Dolar tetap kuat di dekat level tertinggi dua dekade terhadap rekan-rekannya pada hari Selasa, membuat minyak lebih mahal bagi pemegang mata uang lainnya, di tengah banyak pertemuan bank sentral di seluruh dunia minggu ini.
Federal Reserve AS kemungkinan akan menaikkan suku bunga sebesar 75 basis poin lagi untuk mengendalikan inflasi. Ekspektasi tersebut membebani ekuitas, yang sering bergerak seiring dengan harga minyak.
Sementara ekonomi utama lainnya mengetatkan, China membiarkan suku bunga pinjaman tidak berubah pada hari Selasa karena pengguna minyak terbesar kedua di dunia itu mencoba untuk menyeimbangkan penguatan pertumbuhan ekonomi yang lamban terhadap mata uang yuan yang melemah.
Bank of England akan mengumumkan keputusan suku bunga pada hari Kamis.
Pasokan minyak mentah AS diperkirakan telah meningkat minggu lalu sekitar dua juta barel, jajak pendapat Reuters menunjukkan.

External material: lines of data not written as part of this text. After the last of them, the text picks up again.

PR #440, opened 2023-11-11
[TIC-120] Group Toggle for Seasons Page with new API Call

jonathantnguyen:
### Description
Created a new API call off of Prisma, `/season/list`, which list the seasons and events within.

Group Toggle is similar to Events Group Toggle where the options are Active/Inactive/All

Criteria:
Active: All events within the season must be active.
Inactive: At least 1 event is inactive in a season.
All: Combination display

Display is by most recent creation.

image

### Risks
None known, API call is strict.

Documentation Block & Code in the `seasonController.ts` must be thoroughly reviewed due to inexperience with API.

### Validation
Manual Testing:
image

Current seeded data show only known active season is "Easter Egg Hunt", where all events are active.

* There are 7 Seasons. For each of all inactive, all events within are seeded as inactive.

### Issue
[*Link to corresponding issue*](https://pdx-hkaus.atlassian.net/browse/TIC-120)

### Operating System
Win10/Chrome

### DIFF
--- a/client/src/components/Ticketing/ticketingmanager/Season/SeasonInstancesPage.tsx
+++ b/client/src/components/Ticketing/ticketingmanager/Season/SeasonInstancesPage.tsx
@@ -28,32 +28,57 @@ const SeasonInstancesPage = (props: SeasonInstancesProp) => {
   const {token} = props;
   const [filterSetting, setFilterSetting] = useState('active');
   const [seasonData, setSeasonData] = useState([]);
-
+  const [allSeasonData, setAllSeasonData] = useState([]);
+  const [inactiveData, setInactiveData] = useState([]);
+  const [activeData, setActiveData] = useState([]);
 
   useEffect(() => {
-    let apiURL;
-
-    if (filterSetting === 'active') {
-      apiURL = process.env.REACT_APP_API_2_URL + '/season/active';
-    } else if (filterSetting === 'inactive') {
-      apiURL = process.env.REACT_APP_API_2_URL + '/season/inactive';
-    } else {
-      apiURL = process.env.REACT_APP_API_2_URL + '/season';
-    }
-
-    fetch(apiURL, {
+    fetch(process.env.REACT_APP_API_2_URL + '/season/list', {
       headers: {
         'Authorization': `Bearer ${token}`,
       },
     })
     .then((response) => response.json())
     .then((data) => {
-      console.log('Received Season Data:', data);
-      setSeasonData([...data.toSorted()].reverse());
+      const inactiveSeasons = [];
+      const activeSeasons = [];
+      const allSeasons = [];
+
+      data.forEach((season) => {
+        const allEventsActive = season.events.every((event) => (event.active));
+
+        if (allEventsActive) {
+          activeSeasons.push(season);
+          allSeasons.push(season);
+        } else {
+          inactiveSeasons.push(season);
+          allSeasons.push(season);
+        }
+      });
+      // Set active/inactive/all data arrays
+      setInactiveData(inactiveSeasons);
+      setActiveData(activeSeasons);
+      setAllSeasonData(allSeasons);
+      // Set Default "Active"
+      setSeasonData(activeSeasons);
     })
     .catch((error) => {
       console.error('Error Fetching Season Data:', error);
     });
+  }, []);
+
+  // Group Toggle Display Changes
+  useEffect(() => {
+    if (filterSetting === 'active') {
+      // Active Data Only
+      setSeasonData([...activeData].sort((a, b) => b.seasonId - a.seasonId));
+    } else if (filterSetting === 'inactive') {
+      // Inactive Data Only
+      setSeasonData([...inactiveData].sort((a, b) => b.seasonId - a.seasonId));
+    } else {
+      // All Seasons
+      setSeasonData([...allSeasonData].sort((a, b) => b.seasonId - a.seasonId));
+    }
   }, [filterSetting]);
 
   return (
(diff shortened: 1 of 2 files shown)


client/src/components/Ticketing/ticketingmanager/Season/SeasonInstancesPage.tsx
```diff
@@ -26,45 +26,60 @@ interface SeasonInstancesProp {
...
+  useEffect(() => {
+    if (filterSetting === 'active') {
+      // Active Data Only
+      setSeasonData([...activeData].sort((a, b) => b.seasonId - a.seasonId));
+    } else if (filterSetting === 'inactive') {
+      // Inactive Data Only
+      setSeasonData([...inactiveData].sort((a, b) => b.seasonId - a.seasonId));
+    } else {
+      // All Seasons
+      setSeasonData([...allSeasonData].sort((a, b) => b.seasonId - a.seasonId));
```
henrykaus, line 80: To reduce some of the operations (the spreading and sorting each time the toggle is pressed), you could move the sorts to lines 59-61.

server/src/controllers/seasonController.ts
```diff
@@ -145,6 +145,96 @@ seasonController.get('/', async (req: Request, res: Response) => {
...
 
+/**
+ * Retrieves a list of seasons with their associated events.
+ *
+ * @swagger
+ * /2/season/list:
+ *   get:
+ *     summary: Get all seasons with events
+ *     tags:
+ *     - Season
```
henrykaus, line 156: The tag should be `New season` so that it is in the same place as the rest of the season APIs
image

server/src/controllers/seasonController.ts
```diff
@@ -145,6 +145,96 @@ seasonController.get('/', async (req: Request, res: Response) => {
...
+        seasonName: season.name,
+
+        events: season.events.map((event) => {
+          return {
+            eventId: event.eventid,
+            eventName: event.eventname,
+          };
+        }),
+      };
+    });
```
henrykaus, line 223: I personally think it would probably be better if we were returning everything from the above query because these APIs should be built with the possibility of them being used in the future, and future uses may want to use more of the data beside just these 4 values.

client/src/components/Ticketing/ticketingmanager/Season/SeasonInstancesPage.tsx
```diff
@@ -26,45 +26,60 @@ interface SeasonInstancesProp {
...
-    }
-  };
+      data.forEach((season) => {
+        const allEventsActive = season.events.every((event) => (event.active));
 
-  useEffect(() => {
-    getAllSeasons();
+        if (allEventsActive) {
+          activeSeasons.push(season);
+          allSeasons.push(season);
```
henrykaus, line 52: Up to you, but you could put the call to `allSeasons.push(season)` after the `if-else`

henrykaus (commented):
This might just be a me thing, but I can't actually get this to work on my end, is this working on your machine?

server/src/controllers/seasonController.ts
jonathantnguyen: fixed

client/src/components/Ticketing/ticketingmanager/Season/SeasonInstancesPage.tsx
jonathantnguyen: refactored

server/src/controllers/seasonController.ts
jonathantnguyen: fixed

client/src/components/Ticketing/ticketingmanager/Season/SeasonInstancesPage.tsx
jonathantnguyen: refactored

jonathantnguyen:
Hold off on the review, something broke.

server/src/controllers/seasonController.ts
```diff
@@ -145,6 +145,78 @@ seasonController.get('/', async (req: Request, res: Response) => {
...
+ *                     description: An array of events associated with the season.
+ *                     items:
+ *                       type: object
+ *                       properties:
+ *                         eventId:
+ *                           type: number
+ *                           description: The unique identifier of the event.
+ *                         eventName:
+ *                           type: string
+ *                           description: The name of the event.
```
henrykaus, line 184: You'll probably have to update this now that you've changed what the API returns, but this block is very handy to have when trying to look for APIs to use

client/src/components/Ticketing/ticketingmanager/Season/SeasonInstancesPage.tsx
```diff
@@ -26,45 +26,64 @@ interface SeasonInstancesProp {
...
 
-  useEffect(() => {
-    getAllSeasons();
+        // Common operation
+        allSeasons.push(season);
+      });
+      // Sorting
+      inactiveSeasons.sort((a, b) => b.seasonId - a.seasonId);
+      activeSeasons.sort((a, b) => b.seasonId - a.seasonId);
+      allSeasons.sort((a, b) => b.seasonId - a.seasonId);
```
henrykaus, line 62: It looks like they might be sorted the reverse way, this might be because `seasonId` might be mismatched to what the API returns? Perhaps it should be `seasonid`.

henrykaus (changes requested):

client/src/components/Ticketing/ticketingmanager/Season/SeasonInstancesPage.tsx
jonathantnguyen: thanks, fixed

server/src/controllers/seasonController.ts
jonathantnguyen: updated

jonathantnguyen:
image

henrykaus (approved):
Looks and works great, thanks for making all the changes!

Perjalanan kendaraan AS pada Juli turun 3,3% dari tahun sebelumnya, penurunan kedua berturut-turut.
Departemen Energi AS akan menjual hingga 10 juta barel minyak dari Cadangan Minyak Strategis untuk pengiriman November, memperpanjang waktu rencana untuk menjual 180 juta barel dari stok untuk menjinakkan harga bahan bakar.
Sebagai tanda dari ketatnya pasokan, sebuah dokumen dari Organisasi Negara Pengekspor Minyak (OPEC) dan sekutu yang dipimpin oleh Rusia menunjukkan bahwa kelompok tersebut gagal memenuhi target produksinya sebesar 3,583 juta barel per hari (bph) pada Agustus – sekitar 3,5 % dari permintaan minyak dunia.
Sementara itu, kebuntuan atas kebangkitan kembali kesepakatan nuklir Iran juga terus menahan ekspor negara itu dari pengembalian penuh ke pasar.
Analyst Vibiz Research Center memperkirakan untuk perdagangan selanjutnya, harga minyak tertekan sentimen bearish kenaikan suku bunga agresif The Fed dan penguatan dolar AS.